Are you sure you have the correct database name?
Are you sure the database exists?
Are you sure the username has permission to access the database?

So I am thinking I might be getting near to what is needed. The problem I have database name

I get this 
[email protected]:~$ mysql -u database -p

Enter password: 

Welcome to the MySQL monitor. Commands end with ; or \g.

Your MySQL connection id is 25

Server version: 5.0.51a-3ubuntu5.4 (Ubuntu)

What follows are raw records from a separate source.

PR #443, opened 2026-03-15
Fix data race in AudioProcessor: thread-safe audioSamples and audioEnergy

### LINKED ISSUE #442: Data race in AudioProcessor: audioEnergy/audioSamples accessed from multiple threads without synchronization
## Summary

`AudioProcessor` has data races on `audioEnergy` and `audioSamples` — they are written from the audio tap callback thread and read from arbitrary threads (e.g., main thread) without any synchronization.

## Details

In `AudioProcessor.swift`, `processBuffer()` is called from the audio engine tap's callback thread:

```swift
// ~line 907-917, called from audio tap callback thread
func processBuffer(_ buffer: [Float]) {
    audioSamples.append(contentsOf: buffer)          // write
    // ...
    self.audioEnergy.append(newEnergy)                // write
}
```

Meanwhile, `relativeEnergy` reads these from any thread:

```swift
// ~line 210, read from any thread
public var relativeEnergy: [Float] {
    return self.audioEnergy.map { $0.rel }
}
```

And `audioSamples` is also read externally:

```swift
public var audioSamples: ContiguousArray<Float> = []  // no synchronization
```

This is a Swift Concurrency data race — concurrent read/write on non-isolated, non-sendable mutable state.

## Impact

- When polling `relativeEnergy` from the main thread (e.g., for VAD-based end-of-speech detection), values can be stale, skipped, or inconsistent.
- In our case, this caused `AudioProcessor.isVoiceDetected()` to not work reliably when called from a `@MainActor`-isolated context while recording.
- Could potentially crash in optimized builds due to unsynchronized array mutations.

## Reproduction

1. Start recording with `audioProcessor.startRecordingLive()`
2. Poll `audioProcessor.relativeEnergy` from the main thread in a timer
3. Observe that values are inconsistent or empty

## Suggested Fix

Either:
- Make `AudioProcessor` an `actor`
- Or protect `audioEnergy` / `audioSamples` with a lock (e.g., `NSLock` or `os_unfair_lock`)

## Environment

- WhisperKit 0.17.0
- Xcode 26.3
- iOS 26.3 / macOS 15

shawnzhu:
## Summary

- Add `NSLock` to protect `audioSamples` and `audioEnergy` from concurrent access
- These properties are written from the audio tap callback thread (in `processBuffer`) and read from arbitrary threads (e.g., main thread polling `relativeEnergy` for VAD)
- Lock is held only for the minimum critical section — energy calculation and callback invocation happen outside the lock

## Problem

`audioSamples` and `audioEnergy` are plain `var` properties with no synchronization, causing data races when:
1. The audio tap callback writes via `processBuffer()`
2. Other threads read via `relativeEnergy`, `audioSamples`, or `purgeAudioSamples()`

This manifests as stale/inconsistent values when polling `relativeEnergy` from the main thread for voice activity detection, and can potentially crash in optimized builds.

## Test plan

- [x] All 194 existing unit tests pass
- [x] `swift build` succeeds
- [x] Manual test: poll `relativeEnergy` from main thread during recording — values should update consistently

Fixes #442

🤖 Generated with [Claude Code](https://claude.com/claude-code)

### DIFF
--- a/Sources/WhisperKit/Core/Audio/AudioProcessor.swift
+++ b/Sources/WhisperKit/Core/Audio/AudioProcessor.swift
@@ -204,11 +204,27 @@ public extension AudioProcessing {
 open class AudioProcessor: NSObject, AudioProcessing {
     private var lastInputDevice: DeviceID?
     public var audioEngine: AVAudioEngine?
-    public var audioSamples: ContiguousArray<Float> = []
-    public var audioEnergy: [(rel: Float, avg: Float, max: Float, min: Float)] = []
+
+    /// Lock protecting `_audioSamples` and `_audioEnergy` from concurrent access.
+    /// These properties are written from the audio tap callback thread and read
+    /// from arbitrary threads (e.g. main thread for VAD polling).
+    private let audioLock = NSLock()
+    private var _audioSamples: ContiguousArray<Float> = []
+    private var _audioEnergy: [(rel: Float, avg: Float, max: Float, min: Float)] = []
+
+    public var audioSamples: ContiguousArray<Float> {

Type 'help;' or '\h' for help. Type '\c' to clear the buffer.



mysql> 




This is what I am stuck at, I don't know what to do with the below or how to fill it in. 
> create database <databasename>;

> GRANT SELECT, INSERT, UPDATE, DELETE, CREATE, DROP, INDEX, ALTER, CREATE TEMPO TABLES RARY, LOCK TABLES ON <databasename>.* TO '<username>'@'localhost' IDENTIFIED BY '<password>';

> flush privileges;

Any ideas please.


----------



## DumberDrummer (Oct 27, 2003)

Hey dude. 

Mysql requires a database to be created... you have the right commands here

All you have to do is use those commands... for example, you are using a drupal so perhaps your database can be called drupal...

> create database drupal;

for that command, all you have to do is where it says mysql> is type the full line and hit enter. 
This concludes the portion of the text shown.